Erken teşhisin çok önemli olduğunu ifade eden Varol, “Benim devrelerim ya öldü ya da terhis oldular, ben ise araftayım. Ne o tarafa gidiyorum ne de bu tarafa. İlk evrede yakalananlar tedavilerini olup gittiler. Benim gibi olanların hepsi vefat etti. O seriden bir ben kaldım. Erken teşhis ve ertelememek çok önemli. Vücudunu tanımları çok önemli.

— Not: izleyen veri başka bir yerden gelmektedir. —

PR #127, opened 2016-03-28
BREAKING | FEATURE: Get precision from ledger

lumberj:
Requires the ledger to support returning its precision
https://github.com/interledger/five-bells-ledger/commit/87f8622e25ae2b0d3ea9c39d7284c00aaa5b4e83

TODO:
- Caching ledger precision

### DIFF
--- a/src/models/quote.js
+++ b/src/models/quote.js
@@ -1,6 +1,7 @@
 'use strict'
 
 const request = require('co-request')
+const _ = require('lodash')
 const BigNumber = require('bignumber.js')
 const log = require('../common').log('quote')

Benim ilk teşhis koyulduğu zaman doktorum, kitlemin duvarın arkasında olduğunu ve görülme ihtimalinin olmadığını söyledi” dedi.

“ONU ÇOK TAKDİR EDİYORUM”

Canan Varol ile 6 ay önce tanıştıklarını ifade eden Psikiyatrist Zeynep Elyas ise, “Onla tanıştığımızda zaten hastalığının çok uzun bir süredir devam ettiği ve ne kadar mücadele ederek bugüne geldiğini gördüm. Canan gerçekten çok az insanın yapabileceği şeyi yapıyor. O da kendisine sunulan hayat içerisinde seçemediği şeylere karşı seçebileceği uygun tutumlar geliştirebiliyor. Bu anlamda onu çok takdir ediyorum” diye konuştu.